Si donc nous faisons voir que l’attraction des corps a réellement lieu dans la nature ; si nous montrons de plus comment on peut expliquer tous les mouvements célestes par cette propriété ; dès lors c’est nous faire une objection ridicule et sans force, que de vouloir nous prouver que l’on doit expliquer ces mêmes mouvements par les tourbillons, quand même nous aurions accordé la possibilité d’une telle explication. Mais il s’en faut de beaucoup, car on ne peut expliquer ces phénomènes en aucune manière par le moyen des tourbillons, c’est une chose si bien prouvée par notre Auteur, démontrée par des raisons si solides, que ce serait vouloir s’occuper sérieusement de rêveries que de consacrer sans aucun fruit son temps et ses travaux, à rétablir un édifice misérable et chimérique par des éclaircissements ou des commentaires également inutiles,
En effet, si les corps des Planètes et des Comètes sont emportés autour du Soleil par des tourbillons ; il faut que les corps emportés et les parties du tourbillon voisines de ces corps aient la même vitesse et la même direction ; il faut par conséquent qu’elles aient la même densité ou une même force directement proportionnelle à la quantité de matière. Or il est constant que les Planètes et les Comètes, lorsqu’elles se trouvent dans la même partie du Ciel, ont néanmoins des vitesses et des directions différentes. Il est donc nécessaire que les mêmes parties du fluide céleste, qui sont à égales distances du soleil tournent dans le même temps avec des directions et des vitesses différentes ; car il faut une direction et une vitesse déterminée pour le passage des Planètes ; et il faut dans le même temps une autre vitesse et une autre direction pour le passage des Comètes. Comme ce Phénomène est absolument inexplicable, de deux choses l’une, ou il faudra convenir que tous les corps célestes ne sont pas emportés par un tourbillon ; ou il faudra dire que ce n’est pas un seul tourbillon qui produit tous ces mouvements ; mais plusieurs qui sont différents les uns des autres, et qui occupent le même espace du Ciel, qu’ils parcourent dans le même temps avec des vitesses et des directions différentes.

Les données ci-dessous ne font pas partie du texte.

PR #325, opened 2020-09-24
clients/trinity: fix trinity docker build and startup script

fjl:
With these changes, the client builds and actually starts. It now
supports most of the options that other clients support as well. The
initial chain import is still broken unfortunately, so it can't run the
consensus tests yet.


holiman (approved):
Nice!

PR #326, opened 2020-09-24
clients/trinity: make consensus tests work

fjl:
This fixes a couple more bugs in the client definition.
The consensus test suite works now.


holiman (approved):
I don't want to stand in the way when you're on a roll!

PR #330, opened 2020-09-28
[WIP] docs: update outdated documentation

renaynay:


renaynay:
note to self: 

fix: `//TODO - update docs to say that folders under 'clients' should not use _ underscore` (L191, images.go)

PR #764, opened 2021-05-22
Resources has data path

MathiasPaulin:

This PR brings the capabilities of defining a data path that can be used for all artefacts generated by Radium.
The Base application now have an option `-d | -data | -export` that allows user to set the default path for artefacts.
This defaults path is stored in the application settings so that it will be used for future application execution without giving the option in the command line. Giving another option will change the data path. 
All applications derived from Base Application (and only them) benefit from this.

Radium based softwares (applications, plugin, libraries, ...) should also set and use the data path through fonctions in `Ra::Core::Utils::Resources` namespace. It is of the responsibility of the application, plugin, library, ... to use or not this possibility.

Artefacts of the BaseApplication derived apps (and several others Radium-based plugins, library, ...) are written in the working directory of the application. This result in data duplication, difficulties to find the artefact, filesystem pollution, ... when executing from the build tree (different for Debug, Release, ...), from a bundled application, from an installed tree without write access ... 

This PR brings a simple way to output artifact in one location only, with the ability for the application to manage output directory in a stack-based state management way.

* **Other information**:


src/Core/Resources/Resources.cpp
```diff
@@ -55,6 +56,29 @@ optional<std::string> getResourcesPath( void* symbol, const std::string& pattern
     return p.string();
 }
 
+namespace DataPath {
+static std::stack<std::string> s_dataPaths;
+}
+
+std::string getDataPath() {
+    if ( DataPath::s_dataPaths.empty() )
+    { DataPath::s_dataPaths.emplace( fs::current_path().string() ); }
```
dlyr, line 65: Do that mean that if one call pop before get, there is a core assert, and if pop is called after get, everything is fine? 
```suggestion
    { return fs::current_path().string(); }
```

MathiasPaulin: Yes, calling get never generates an error, even if the stack is empty. In this case (first call to get), the default path is pushed and get return this default pushed path and the stack is not empty after that. Your suggestion is also fine. If the stack is empty, return the default.
We can also change the pop method so that if the stack is empty, nothing happen.

dlyr: both behavior are fine for me. I prefer not to have the current version with side effect.

MathiasPaulin: OK, I'll change that

src/Core/Resources/Resources.hpp
```diff
@@ -12,11 +12,11 @@ namespace Core {
  *    - default shaders
  *    - ...
  *
- *   @todo ensure that resources are installed or linked in the parent directory of the
- * libRadiumCore dynamic library.
- *
- *   @todo Generalize the locator such that one can find an offsetted directory from a dynamic
- *   library containing an arbitrary symbol. (easy with cpplocate)
+ *  This namespace also contains functions allowing to set and access paths to store data
+ *  generated by Radium applications, plugins or library in a portable way.
```
nmellado, line 16:
```suggestion
 *  generated by Radium applications, plugins or libraries in a portable way.
```

src/Core/Resources/Resources.hpp
```diff
@@ -12,11 +12,11 @@ namespace Core {
...
+ *  If not set, the default data path is the working directory of the application.
+ *  For Gui::BaseApplication derived applications, and for plugins, the default data path can be set
+ *  using command line parameter and is stored in the application settings.
```
nmellado, line 19: Shall we have a snippet to list in the documentation all the options of the CLI ? This snippet could be added in the documentation `Gui::BaseApplication`.

For users of the present class, it is not easy to know where to search where are the options, so we could also add a link here to the aforementioned CLI documentation.

src/Core/Resources/Resources.hpp
```diff
@@ -40,6 +40,26 @@ RA_CORE_API optional<std::string> getBasePath();
 RA_CORE_API optional<std::string> getResourcesPath( void* symbol               = nullptr,
                                                     const std::string& pattern = "Resources" );
 
+/// Data path functions.
```
nmellado, line 43:
```suggestion
/// \brief Data path functions.
```

src/Core/Resources/Resources.hpp
```diff
@@ -40,6 +40,26 @@ RA_CORE_API optional<std::string> getBasePath();
...
+/// These functions manage a stack of paths so that application, library or plugins could manage
+/// paths to store their data in a state stack-based approach.
+///@{
+/// Get the current data path
```
nmellado, line 47:
```suggestion
/// \brief the current data path
```

src/Core/Resources/Resources.hpp
```diff
@@ -40,6 +40,26 @@ RA_CORE_API optional<std::string> getBasePath();
...
+/// If an application's data path was not pushed before the call of this function, the default
+/// value, corresponding to the current working directory is returned. Otherwise, the last path
+/// pushed using a call to pushDataPath() is returned.
+RA_CORE_API std::string getDataPath();
+
+/// Push a data path that will be returned by getDataPath until it is popped.
+/// @param datapath the data path to set as current
```
nmellado, line 54:
```suggestion
/// \brief Push a data path that will be returned by getDataPath until it is popped.
/// \param datapath the data path to set as current
```

src/Core/Resources/Resources.hpp
```diff
@@ -40,6 +40,26 @@ RA_CORE_API optional<std::string> getBasePath();
...
+RA_CORE_API void pushDataPath( std::string datapath );
+
+/// Pop the current data path.
+/// The returned data path will not be available anymore for getDataPath().
+/// @return the popped data path.
```
nmellado, line 59:
```suggestion
/// \brief Pop the current data path.
/// The returned data path will not be available anymore for getDataPath().
/// \return the popped data path.
```

MathiasPaulin:
@nmellado Review comments fixed. PR Ready to review/merge.

dlyr (approved):

PR #765, opened 2021-05-22
Camera manipulator

dlyr:

Add a new camera manipulator to have "rotate around" behavior.
It differs from trackball since the target and pivot point can be different, and all rotation are made as we roll the scene like a little ball.

There is a design issue/question : RotateAround need to read screen depth, in the proposed version it is done during handleMouseEvent, which needs to make viewer's context active.
It's not an ideal situation I think, we may think the viewer's read depth value, and optionally send it to the manipulator.


src/Engine/Rendering/Renderer.cpp
```diff
@@ -714,6 +714,11 @@ int Renderer::buildAllRenderTechniques() const {
     return 0;
 }
 
+Scalar Renderer::getDepth( int, int ) {
+    CORE_ASSERT( false, "Renderer::getDepth() not implemented, must be overriden" );
```
MathiasPaulin, line 718: as the (abstract) class `Renderer` own a z-buffer (the member `m_depthTexture`) This method could be implemented using this depth buffer. But you should add a note in the documentation saying that, if a concrete renderer do not use the base depth-buffer, this method should be overridden. it is the case, e.g. for Forward Renderer that use its own depth-buffer for scene rendering.

Another solution, instead of an error message, is tu make this method pure virtual so that any renderer must implement it.

src/Engine/Rendering/Renderer.hpp
```diff
@@ -338,6 +338,9 @@ class RA_ENGINE_API Renderer
      */
     virtual std::unique_ptr<uchar[]> grabFrame( size_t& w, size_t& h ) const;
 
+    /// return the value of the depth buffer under pixel (x,y)
+    ///
```
MathiasPaulin, line 342: It should be of importance to be more clear in which space the depth value is expected : screen space, NDC, camera space ?

src/Gui/Configs/default.xml
```diff
@@ -18,6 +18,9 @@
             action="TRACKBALLCAMERA_MOVE_FORWARD"/>
     <keymap context="CameraContext" key="Key_T" modifiers="" buttons="" action="TRACKBALLCAMERA_PROJ_MODE"/>
 
+    <keymap context="CameraContext" key="Key_B" modifiers="" buttons="" action="ROTATEAROUND_ALIGN_WITH_CLOSEST_AXIS"/>
+    <keymap context="CameraContext" key="Key_V" modifiers="" buttons="" action="ROTATEAROUND_SET_PIVOT"/>
```
MathiasPaulin, line 22: Can you add also the same entry in other keymapping config (macos, alternative) ?

MathiasPaulin (commented):
This is a first round of review. Some questions are in the comments.
For the design question from the PR description, I think the viewer has to first read the depth value and give it to the manipulator. This might minimize the interactions between manipulators and renderer. For this, perhaps the renderer could rely on picking to have this value.

src/Engine/Rendering/Renderer.cpp
dlyr: Done, but reading a texture (without fbo) needs to read back the whole z buffer.
Moreover ForwardRenderer do not use m_depthTexture.
I'm not sure what is the better.

src/IO/AssimpLoader/AssimpCameraDataLoader.cpp
```diff
@@ -68,7 +68,7 @@ void AssimpCameraDataLoader::loadCameraData( const aiScene* scene,
     Core::Matrix4 rootMatrix;
     rootMatrix = Core::Matrix4::Identity();
     /// \todo tmp test    Core::Matrix4 frame  = loadCameraFrame( scene, rootMatrix, data );
```
MathiasPaulin, line 70: This todo should be removed. It was for testing purpose only and is not really informative about what to do (nor why).

src/IO/AssimpLoader/AssimpCameraDataLoader.cpp
```diff
@@ -97,9 +97,8 @@ void AssimpCameraDataLoader::loadCameraData( const aiScene* scene,
 }
 
 Core::Matrix4 AssimpCameraDataLoader::loadCameraFrame( const aiScene* scene,
-                                                       const Core::Matrix4& parentFrame,
-                                                       const aiCamera& cameraNode,
-                                                       Camera& data ) const {
+                                                       const Core::Matrix4& /*parentFrame*/,
+                                                       const aiCamera& cameraNode ) const {
     // old version
```
MathiasPaulin, line 102: If this code is no more needed, it should be deleted.

src/IO/AssimpLoader/AssimpCameraDataLoader.cpp
```diff
@@ -130,7 +129,7 @@ Core::Matrix4 AssimpCameraDataLoader::loadCameraFrame( const aiScene* scene,
     return frame;
 }
 
-void AssimpCameraDataLoader::fetchName( const aiCamera& camera, Camera& data ) const {
+void AssimpCameraDataLoader::fetchName( const aiCamera& camera, Camera& ) const {
```
MathiasPaulin, line 132: I'm not sure to understand what is the intent of this method.

MathiasPaulin (commented):
Second round of review. Perhaps we should discuss IRL.

src/Gui/Configs/alternative.xml
```diff
@@ -1,26 +0,0 @@
-<?xml version="1.0" encoding="ISO-8859-1" ?>
```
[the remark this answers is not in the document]
dlyr: After discussion afk:
- we will keep only _one_ config example, compatible with desktop, laptop and mac.
- it's meant to be adapted to each user needs, but radium lib is not the place to maintain such configuration.
- upcoming commits will update default.xml with default binding, without middle button which can be absent from desktop or mac.

src/IO/AssimpLoader/AssimpCameraDataLoader.cpp
dlyr: neither do I, it was done before this PR, here is just a "fix warning ...
todo in another PR ? I'll do a quick check if this name is meaningful and easy to propagate to component ...

src/IO/AssimpLoader/AssimpCameraDataLoader.cpp
dlyr: actually, keep the old version for the record, if someone as a issue with camera loading, it's here to investigate easilly.

src/IO/AssimpLoader/AssimpCameraDataLoader.cpp
dlyr: after a quick look, need a refactor of camera loading to feed camera manager component names.

dlyr:
There is some un init value according to valgrind, I'll check and fix quickly.

src/Engine/Rendering/Renderer.cpp
```diff
@@ -720,6 +722,11 @@ int Renderer::buildAllRenderTechniques() const {
     return 0;
 }
 
+Scalar Renderer::getDepth( int, int ) {
+    LOG( logERROR ) << "call to not implemented Renderer::getDepth (return -1) , please override";
+    return -1_ra;
```
MathiasPaulin, line 727: This does not match the documentation of the function that says return value is in [0, 1].
As this function must never be called we have four possibilities : 
 - make it pure virtual (force to implement it in concrete renderers)
 - make it return a "valid value", either 1 to rotate around the background, either 0.5 to rotate around the center of the scene, or 0 to rotate around the near plane.
 - Add a note in the documentation saying that the return value is {-1} U [0, 1] with the value -1 indicating that the service is not implemented and that the value should not be used.
 - We discussed to augment the picking result with the picked depth and to use it in Viewer instead of getDepth. I think it might be a better approach to do that but is it in the scope of this PR ?

src/Gui/Viewer/RotateAroundCameraManipulator.cpp
```diff
@@ -0,0 +1,230 @@
...
+    rotateAroundPoint( m_camera, m_target, rot, pivot );
+}
+
+Scalar RotateAroundCameraManipulator::projectOnBall( Scalar x, Scalar y ) {
+    const Scalar size       = 1.0;
+    const Scalar size2      = size * size;
+    const Scalar size_limit = size2 * 0.5;
+
+    const Scalar d = x * x + y * y;
+    return d < size_limit ? sqrt( size2 - d ) : size_limit / sqrt( d );
```
MathiasPaulin, line 178:
```suggestion
    return d < size_limit ? std::sqrt( size2 - d ) : size_limit / std::sqrt( d );
```

src/Engine/Rendering/Renderer.cpp
dlyr: fine with picking version, it solves lot's of question. 
I'll test it now.

dlyr: Some sort of resolved, but preparePicking is still in a not really finished state.

dlyr:
There is room for improvement in picking code (render only what is needed, some factorization, maybe use camera instead of rendering parameter to ease this ...)
I'm not sure it's in the scope of this PR, at least the current version do not introduce a "hacky" getDepth ...
I'm fine taking time to cleanup picking, but it can be in serveral days (or weeks).

MathiasPaulin:
> There is room for improvement in picking code (render only what is needed, some factorization, maybe use camera instead of rendering parameter to ease this ...)
> I'm not sure it's in the scope of this PR, at least the current version do not introduce a "hacky" getDepth ...

I agree, picking needs to be deeply refactored and optimized/clean for unneeded code. It is one of the topic of the discussion we had about Rendering in RadiumV2. But I also think this is out of scope for this PR.
What we can do for now is just modify picking to have also depth as you did and open an issue/feature request about picking refactoring.
BTW, the modification you did (comment out preparePicking at line 212 and replace by the code of the commented call) might lead to some inconsistencies as there are two methods that do the picking. Th one you modify (doPickingNow) and another, at line 418 : doPicking. The depth should be updated from both  the method is'nt it ?

dlyr:
Yes, depth could also be read in doPicking, but we then need to have a depth vector for each picked pixel.
In the current use case, we only need picking to set depth value for the viewer under mouse.
I'm open to any improvements.

MathiasPaulin (approved):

Si l’on suppose qu’un même espace contient différents tourbillons, qui se pénètrent mutuellement et font leurs révolutions avec des mouvements différents ; comme d’ailleurs tous les mouvements doivent être parfaitement analogues à ceux des corps qu’ils entraînent, lesquels font leurs révolutions avec une régularité surprenante dans des sections coniques tantôt fort excentriques, tantôt presque circulaires ; on peut demander avec raison comment il peut se faire que ces mouvements se conservent en entier sans jamais avoir été troublés depuis tant de siècles par les actions diverses de la matière qu’ils rencontrent sans cesse. Si de plus on fait attention que ces mouvements imaginaires sont plus composés et plus difficiles à expliquer que les mouvements réels et véritables des Planètes et des Comètes ; on sera bientôt convaincu, ainsi que nous, qu’ils ont été gratuitement introduits dans la Philosophie ; car toute cause doit être plus simple que son effet. Si l’on accorde une fois la liberté d’imaginer tout ce que l’on voudra, on verra bientôt quelqu’un nous assurer que toutes les Planètes et les Comètes sont ainsi que notre Terre environnées d’atmosphères ; et d’abord cette hypothèse paraît plus conforme à la raison. On nous dira ensuite que ces atmosphères, par leur nature, se meuvent autour du soleil et décrivent des sections coniques ; et ce mouvement peut encore se concevoir plus facilement qu’un semblable mouvement propre à divers tourbillons qui se pénètrent mutuellement : enfin on établira bientôt, comme une chose absolument hors de doute, que les Planètes et les Comètes sont emportées autour du soleil par leurs atmosphères, et l’on triomphera d’avoir ainsi découvert les causes des mouvements célestes. Mais quiconque rejette une pareille fiction doit aussi à plus sorte raison rejeter la première ; car ces deux hypothèses n’en sont absolument qu’une seule.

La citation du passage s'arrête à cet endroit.